- **Required action**
Please write out exactly, and only, the lines from the first in the material below to the line containing "-368,9 +368,7 @@", both included.
** Data under study follows **
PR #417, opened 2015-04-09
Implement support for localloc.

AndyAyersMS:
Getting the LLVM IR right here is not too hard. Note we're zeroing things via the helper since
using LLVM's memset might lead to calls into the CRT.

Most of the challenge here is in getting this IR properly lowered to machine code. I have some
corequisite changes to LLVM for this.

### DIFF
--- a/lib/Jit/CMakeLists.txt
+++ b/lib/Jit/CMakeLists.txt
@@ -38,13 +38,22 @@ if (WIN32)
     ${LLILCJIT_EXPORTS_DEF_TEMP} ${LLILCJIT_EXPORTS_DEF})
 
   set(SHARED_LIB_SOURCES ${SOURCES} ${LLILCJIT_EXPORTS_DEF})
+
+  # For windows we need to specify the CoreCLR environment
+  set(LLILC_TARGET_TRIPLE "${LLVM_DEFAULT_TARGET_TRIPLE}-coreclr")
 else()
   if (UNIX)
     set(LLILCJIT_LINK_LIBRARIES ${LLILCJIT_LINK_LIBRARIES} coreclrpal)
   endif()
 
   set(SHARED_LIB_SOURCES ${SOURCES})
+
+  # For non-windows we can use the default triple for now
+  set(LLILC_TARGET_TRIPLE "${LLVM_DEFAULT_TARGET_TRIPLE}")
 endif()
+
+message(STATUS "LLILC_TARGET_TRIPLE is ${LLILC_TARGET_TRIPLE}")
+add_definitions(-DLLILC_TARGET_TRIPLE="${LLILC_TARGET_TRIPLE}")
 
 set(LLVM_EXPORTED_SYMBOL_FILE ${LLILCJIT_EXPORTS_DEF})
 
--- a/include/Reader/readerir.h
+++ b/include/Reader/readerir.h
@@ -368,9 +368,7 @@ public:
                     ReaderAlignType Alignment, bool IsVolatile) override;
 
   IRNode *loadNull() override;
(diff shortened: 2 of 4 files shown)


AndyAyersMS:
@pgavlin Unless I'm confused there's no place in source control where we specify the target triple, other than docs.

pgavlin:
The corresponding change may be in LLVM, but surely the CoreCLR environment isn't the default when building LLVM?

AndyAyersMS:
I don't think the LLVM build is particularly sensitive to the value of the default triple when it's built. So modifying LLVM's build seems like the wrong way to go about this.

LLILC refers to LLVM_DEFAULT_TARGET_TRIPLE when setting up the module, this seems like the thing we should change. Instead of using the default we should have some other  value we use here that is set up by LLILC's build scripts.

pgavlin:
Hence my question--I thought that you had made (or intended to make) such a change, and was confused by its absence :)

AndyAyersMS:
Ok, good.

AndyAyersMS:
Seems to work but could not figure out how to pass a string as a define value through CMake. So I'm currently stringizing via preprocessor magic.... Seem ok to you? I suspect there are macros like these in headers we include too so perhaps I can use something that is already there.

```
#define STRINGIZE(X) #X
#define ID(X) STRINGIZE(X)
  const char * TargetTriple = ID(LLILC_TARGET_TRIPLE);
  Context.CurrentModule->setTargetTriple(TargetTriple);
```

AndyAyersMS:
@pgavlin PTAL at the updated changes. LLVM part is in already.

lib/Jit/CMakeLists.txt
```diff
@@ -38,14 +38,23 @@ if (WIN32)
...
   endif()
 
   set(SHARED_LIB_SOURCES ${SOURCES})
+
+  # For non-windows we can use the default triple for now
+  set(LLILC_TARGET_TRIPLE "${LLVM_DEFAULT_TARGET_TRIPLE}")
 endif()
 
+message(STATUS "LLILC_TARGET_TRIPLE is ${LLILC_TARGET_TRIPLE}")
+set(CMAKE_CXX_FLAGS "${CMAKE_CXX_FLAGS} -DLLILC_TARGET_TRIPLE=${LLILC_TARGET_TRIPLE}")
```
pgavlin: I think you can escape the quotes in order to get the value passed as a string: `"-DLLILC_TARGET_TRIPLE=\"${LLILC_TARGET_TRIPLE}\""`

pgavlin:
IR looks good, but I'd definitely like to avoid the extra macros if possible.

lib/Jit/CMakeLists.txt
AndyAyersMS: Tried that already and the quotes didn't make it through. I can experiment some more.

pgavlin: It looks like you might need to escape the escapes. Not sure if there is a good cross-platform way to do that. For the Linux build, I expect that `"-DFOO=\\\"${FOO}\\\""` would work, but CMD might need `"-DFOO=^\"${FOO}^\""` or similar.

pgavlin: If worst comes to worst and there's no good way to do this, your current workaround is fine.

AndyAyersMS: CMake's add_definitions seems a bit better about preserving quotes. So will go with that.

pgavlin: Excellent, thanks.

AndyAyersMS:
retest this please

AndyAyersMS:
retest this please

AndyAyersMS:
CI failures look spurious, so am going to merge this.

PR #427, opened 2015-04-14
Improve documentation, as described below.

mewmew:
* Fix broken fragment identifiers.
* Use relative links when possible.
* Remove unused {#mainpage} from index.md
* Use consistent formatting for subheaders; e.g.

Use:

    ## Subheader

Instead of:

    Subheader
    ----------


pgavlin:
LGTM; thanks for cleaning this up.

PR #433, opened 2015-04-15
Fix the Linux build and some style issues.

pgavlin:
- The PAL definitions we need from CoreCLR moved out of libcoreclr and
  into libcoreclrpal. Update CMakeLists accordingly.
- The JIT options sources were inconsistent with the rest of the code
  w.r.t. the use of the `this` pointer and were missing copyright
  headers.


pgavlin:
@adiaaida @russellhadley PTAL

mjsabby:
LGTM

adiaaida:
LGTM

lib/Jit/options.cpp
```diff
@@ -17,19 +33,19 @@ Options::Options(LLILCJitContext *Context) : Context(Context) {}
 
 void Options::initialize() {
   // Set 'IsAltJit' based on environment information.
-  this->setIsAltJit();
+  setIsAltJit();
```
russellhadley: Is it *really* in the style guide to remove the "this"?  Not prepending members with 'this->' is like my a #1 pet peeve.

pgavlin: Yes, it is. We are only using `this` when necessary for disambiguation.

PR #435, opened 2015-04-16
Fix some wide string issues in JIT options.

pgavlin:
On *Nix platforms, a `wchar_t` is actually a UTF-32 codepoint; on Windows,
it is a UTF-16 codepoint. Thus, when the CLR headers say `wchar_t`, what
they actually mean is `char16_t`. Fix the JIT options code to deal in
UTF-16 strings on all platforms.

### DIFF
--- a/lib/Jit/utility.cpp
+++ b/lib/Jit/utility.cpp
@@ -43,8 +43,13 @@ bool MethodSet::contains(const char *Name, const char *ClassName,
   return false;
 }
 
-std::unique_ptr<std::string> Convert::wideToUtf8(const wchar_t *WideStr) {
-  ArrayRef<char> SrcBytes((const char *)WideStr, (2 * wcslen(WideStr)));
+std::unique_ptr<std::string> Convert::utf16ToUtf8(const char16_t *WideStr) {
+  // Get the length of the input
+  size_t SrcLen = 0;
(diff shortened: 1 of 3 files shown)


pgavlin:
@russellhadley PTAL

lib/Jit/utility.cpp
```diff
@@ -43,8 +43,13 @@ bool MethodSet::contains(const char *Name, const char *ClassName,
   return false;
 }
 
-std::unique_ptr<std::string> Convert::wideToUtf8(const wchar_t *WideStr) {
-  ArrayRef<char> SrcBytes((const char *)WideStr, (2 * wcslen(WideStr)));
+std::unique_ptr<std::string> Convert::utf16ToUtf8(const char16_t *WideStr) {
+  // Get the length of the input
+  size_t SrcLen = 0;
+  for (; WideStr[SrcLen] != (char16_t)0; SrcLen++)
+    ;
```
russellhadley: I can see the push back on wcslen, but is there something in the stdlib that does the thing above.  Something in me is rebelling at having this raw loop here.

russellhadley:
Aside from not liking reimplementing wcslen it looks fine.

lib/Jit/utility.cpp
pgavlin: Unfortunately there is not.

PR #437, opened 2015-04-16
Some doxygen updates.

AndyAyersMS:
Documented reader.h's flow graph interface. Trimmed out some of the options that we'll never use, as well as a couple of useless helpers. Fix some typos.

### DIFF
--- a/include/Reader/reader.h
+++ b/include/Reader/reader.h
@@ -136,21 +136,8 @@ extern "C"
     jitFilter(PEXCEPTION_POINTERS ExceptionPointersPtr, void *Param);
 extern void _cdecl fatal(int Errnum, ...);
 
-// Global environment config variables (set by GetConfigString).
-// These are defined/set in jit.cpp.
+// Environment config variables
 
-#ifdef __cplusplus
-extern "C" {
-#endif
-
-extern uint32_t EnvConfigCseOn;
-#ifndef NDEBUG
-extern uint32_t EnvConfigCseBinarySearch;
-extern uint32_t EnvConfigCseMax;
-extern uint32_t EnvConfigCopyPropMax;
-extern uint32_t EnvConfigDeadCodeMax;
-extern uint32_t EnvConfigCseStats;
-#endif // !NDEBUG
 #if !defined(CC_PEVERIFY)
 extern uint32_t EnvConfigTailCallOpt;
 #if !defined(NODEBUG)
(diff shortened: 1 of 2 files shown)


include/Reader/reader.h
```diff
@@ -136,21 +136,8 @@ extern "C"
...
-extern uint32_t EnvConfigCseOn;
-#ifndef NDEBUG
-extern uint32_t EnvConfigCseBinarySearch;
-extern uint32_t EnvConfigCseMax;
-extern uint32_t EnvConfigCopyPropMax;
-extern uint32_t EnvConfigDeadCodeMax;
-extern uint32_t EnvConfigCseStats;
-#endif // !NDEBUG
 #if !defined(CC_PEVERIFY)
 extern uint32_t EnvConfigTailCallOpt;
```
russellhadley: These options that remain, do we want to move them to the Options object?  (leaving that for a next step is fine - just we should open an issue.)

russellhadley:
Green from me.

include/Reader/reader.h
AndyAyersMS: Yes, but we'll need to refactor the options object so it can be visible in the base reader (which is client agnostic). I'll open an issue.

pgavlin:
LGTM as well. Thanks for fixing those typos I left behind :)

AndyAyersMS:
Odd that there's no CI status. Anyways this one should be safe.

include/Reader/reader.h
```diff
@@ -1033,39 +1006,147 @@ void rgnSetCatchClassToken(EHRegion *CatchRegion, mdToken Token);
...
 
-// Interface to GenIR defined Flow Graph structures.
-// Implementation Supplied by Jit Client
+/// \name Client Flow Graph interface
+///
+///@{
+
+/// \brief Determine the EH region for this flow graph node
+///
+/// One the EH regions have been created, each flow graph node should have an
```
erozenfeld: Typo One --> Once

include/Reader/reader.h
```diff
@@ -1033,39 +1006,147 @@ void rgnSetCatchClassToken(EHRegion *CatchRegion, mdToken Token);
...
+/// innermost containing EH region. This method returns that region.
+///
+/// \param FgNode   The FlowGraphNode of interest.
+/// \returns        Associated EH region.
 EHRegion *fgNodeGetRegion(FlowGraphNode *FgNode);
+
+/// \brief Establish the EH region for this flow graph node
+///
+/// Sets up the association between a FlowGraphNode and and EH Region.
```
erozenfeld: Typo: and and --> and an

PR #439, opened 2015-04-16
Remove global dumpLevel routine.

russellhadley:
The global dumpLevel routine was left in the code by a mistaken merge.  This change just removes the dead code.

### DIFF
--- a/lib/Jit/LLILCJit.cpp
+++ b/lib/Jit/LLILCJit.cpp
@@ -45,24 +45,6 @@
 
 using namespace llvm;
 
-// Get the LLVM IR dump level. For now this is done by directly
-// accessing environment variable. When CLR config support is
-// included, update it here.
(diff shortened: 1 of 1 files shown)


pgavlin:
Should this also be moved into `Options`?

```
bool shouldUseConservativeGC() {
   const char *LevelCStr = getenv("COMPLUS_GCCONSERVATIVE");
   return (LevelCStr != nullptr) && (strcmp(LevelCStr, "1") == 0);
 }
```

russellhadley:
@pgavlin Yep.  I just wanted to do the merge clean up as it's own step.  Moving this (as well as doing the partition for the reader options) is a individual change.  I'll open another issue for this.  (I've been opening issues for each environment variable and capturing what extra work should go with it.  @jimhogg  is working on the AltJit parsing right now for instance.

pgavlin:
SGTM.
** End of Data under study **
- **Answer section**
PR #417, opened 2015-04-09
Implement support for localloc.

AndyAyersMS:
Getting the LLVM IR right here is not too hard. Note we're zeroing things via the helper since
using LLVM's memset might lead to calls into the CRT.

Most of the challenge here is in getting this IR properly lowered to machine code. I have some
corequisite changes to LLVM for this.

### DIFF
--- a/lib/Jit/CMakeLists.txt
+++ b/lib/Jit/CMakeLists.txt
@@ -38,13 +38,22 @@ if (WIN32)
     ${LLILCJIT_EXPORTS_DEF_TEMP} ${LLILCJIT_EXPORTS_DEF})
 
   set(SHARED_LIB_SOURCES ${SOURCES} ${LLILCJIT_EXPORTS_DEF})
+
+  # For windows we need to specify the CoreCLR environment
+  set(LLILC_TARGET_TRIPLE "${LLVM_DEFAULT_TARGET_TRIPLE}-coreclr")
 else()
   if (UNIX)
     set(LLILCJIT_LINK_LIBRARIES ${LLILCJIT_LINK_LIBRARIES} coreclrpal)
   endif()
 
   set(SHARED_LIB_SOURCES ${SOURCES})
+
+  # For non-windows we can use the default triple for now
+  set(LLILC_TARGET_TRIPLE "${LLVM_DEFAULT_TARGET_TRIPLE}")
 endif()
+
+message(STATUS "LLILC_TARGET_TRIPLE is ${LLILC_TARGET_TRIPLE}")
+add_definitions(-DLLILC_TARGET_TRIPLE="${LLILC_TARGET_TRIPLE}")
 
 set(LLVM_EXPORTED_SYMBOL_FILE ${LLILCJIT_EXPORTS_DEF})
 
--- a/include/Reader/readerir.h
+++ b/include/Reader/readerir.h
@@ -368,9 +368,7 @@ public:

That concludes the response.